PROBLEM DETAILS:
Start with the first line of the data and end with the line that holds "This PR connects"; write out each one exactly.

RECORDS PROVIDED:
PR #63, opened 2022-06-06
Email modal functionality 

wizhaaa:
# Summary 

This PR connects the backend functionality of the email modals to the frontend. This allows the LSC staff to select groups  and send emails to them. 

Includes a failure flow to allow staff to re-login (refresh auth token) one time in case their auth token expired. 

This pull request is one of the final step towards implementing email modal functionality

- [x] can send emails
- [x] correctly display if email send err
- [x] update timestamp (?) (later/concurrent PR)

# Test Plan 

## *Updated* Video (includes timestamp) 
Link:
https://streamable.com/ewoife

*Old* Video Link: 
https://streamable.com/a5c8v8

## Success Flow:
1. After Pressing "Send x Emails" button, a snackbar appears with link to the LSC shared inbox. 
image

2. Separate emails for each group appearing in their inbox (as they are included in recipient list), but does not show up in the "Sent" folder. 
image

3. Email is "sent" by the LSC email, students are able to reply directly. 
image

4. Shows purple icon/timestamp 
Screen Shot 2022-06-09 at 12 45 47 AM

## Failure Flow: 
1. User is not permitted to send emails on behalf of LSC, or their login/auth token has expired for the session. 
Prompts them to login in (refresh the auth token and instantly attempts to log in one more time. 
image

2. If the try again succeeded, it would do the success flow. 
Else displays:
image

### Notes 

I have added Changyuan as an owner of the LSC email so perhaps he can also test this out in case there exists any code I put that makes it work only for me.


frontend/src/modules/EditZing/Components/EmailModal.tsx
```diff
@@ -1,25 +1,92 @@
...
+   * @returns the student emails for a given group in a string array.
+   */
+  const groupEmails = async (group: any) => {
+    const rcpts: string[] = ['lscstudypartners@cornell.edu']
+    const members = group.memberData
+    await members.forEach((mem: any) => {
+      rcpts.push(mem.email)
+    })
+    return rcpts
+  }
```
Coreball: Don't think the async/await is necessary here, can also be as simple as
```js
return ['lscstudypartners@cornell.edu', ...group.memberData.map(mem => mem.email)]
```

frontend/src/modules/EditZing/Components/EmailModal.tsx
```diff
@@ -1,25 +1,92 @@
...
+      const emailSubject = 'Study Partners!'
+      const emailItems = { emailSubject, emailRcpts, emailBody }
+      const emailingResult = await sendEmail(emailItems)
+      if (emailingResult === false) {
+        failure = true
+        console.log(`"made it here" : ${failure}`)
+      }
+    }
+    return failure
+  }
```
Coreball: From what I read as I was looking up for-await trying to figure out what this new syntax is, I think it's meant for asynchronous iterators? I think this would be the cleanest to read if `Promise.all` was used instead so the emails can all be sent at the same time. Also then you can change sendEmail promise to reject if the emailing fails, and put a catch on the `Promise.all`, which will reject if any of the constituent promises reject.

frontend/src/modules/EditZing/Components/EmailModal.tsx
```diff
@@ -101,6 +237,28 @@ export const EmailModal = ({
     }
   }
 
+  const SelectTemplates = () => {
+    return (
+      <>
+        {' '}
```
Coreball: lmao the space character `{' '}`, is your editor configured to delete trailing whitespace

frontend/src/modules/Emailing/Components/Emailing.tsx
```diff
@@ -135,24 +135,24 @@ export const Emailing = () => {
...
-    SUCC -> 201 
-    FAIL -> 401  */
-export const sendEmail = async (
-  emailItems: any,
-  setEmailSent: (arg: boolean) => void
-) => {
+/** Returns (bool)
+    SUCC -> true 
+    FAIL -> false  */
+export const sendEmail = async (emailItems: any) => {
```
Coreball, line 139: Might be more idiomatic to throw errors, especially because this is an async function so you can do things like
```js
sendEmail(emailItems)
  .then(/* something */)
  .catch(error => /* handle email failure */)
```
Or maybe not because failure to send is expected to happen sometimes

Would like other people's input here @hexbabe @CollinWoo @mluo24 (look at rest of PR for more context)

Coreball (commented):
According to the PR desc you are still planning to clean this up but I left some preliminary feedback for some parts. Looks good so far, especially having the detailed modal pages that show up when there are errors! I can't test the success mode myself because I do not have access to the LSC inbox, but the Streamable video showcased it very well. Otherwise it works as I'd expect when I don't have the permissions. Also prevents developers from accidentally emailing a bunch of people in prod

Lmk when to actually approve

frontend/src/modules/Core/Constants/Theme.ts
```diff
@@ -209,6 +209,9 @@ theme = createTheme(theme, {
             borderColor: theme.palette.essentials[50],
           },
         },
+        textPrimary: {
+          color: theme.palette.purple[50],
+        },
```
Coreball: To add element-specific styling to emailSentAction in the email success snackbar, put this as a prop for the Button (don't need to style the Snackbar itself):
```js
sx={{ color: 'purple.50' }}
```

frontend/src/modules/EditZing/Components/EditZing.tsx
```diff
@@ -41,6 +43,28 @@ export const EditZing = () => {
...
+        onClick={() =>
+          window.open(
+            'https://outlook.office.com/mail/lscstudypartners@cornell.edu/',
+            '_blank'
+          )
+        }
+      >
+        View in Inbox
+      </Button>
+    </React.Fragment>
```
Coreball: Can remove the <React.Fragment> because only one element is being returned rn

frontend/src/modules/EditZing/Components/EmailModal.tsx
```diff
@@ -56,6 +134,76 @@ export const EmailModal = ({
...
+            *This will automatically attempt to send the email one more time.{' '}
+          </em>
+        </Typography>
+        <Button
+          onClick={() => {
+            adminSignIn().then(() => handleEmailSend())
+          }}
+          sx={{ position: 'absolute', bottom: '20%' }}
+        >
+          Try Again{' '}
```
Coreball: Are the random space characters to be inserted in the HTML in this component and the others needed

Coreball (approved):
Looks really good! It's super satisfying to watch the emailing feature come together. It's taken so much developer effort to make it working and this PR finally makes it work end to end. Great job!

frontend/src/modules/EditZing/Components/EmailModal.tsx
wizhaaa: Yeah, I don't think they are. Just my editor settings... which I should probably turn off.

frontend/src/modules/Core/Constants/Theme.ts
wizhaaa: Now I feel dumb trying to change the snackbar props lol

SOLUTION FOR THIS TASK:
PR #63, opened 2022-06-06
Email modal functionality 

wizhaaa:
# Summary 

This PR connects the backend functionality of the email modals to the frontend. This allows the LSC staff to select groups  and send emails to them. 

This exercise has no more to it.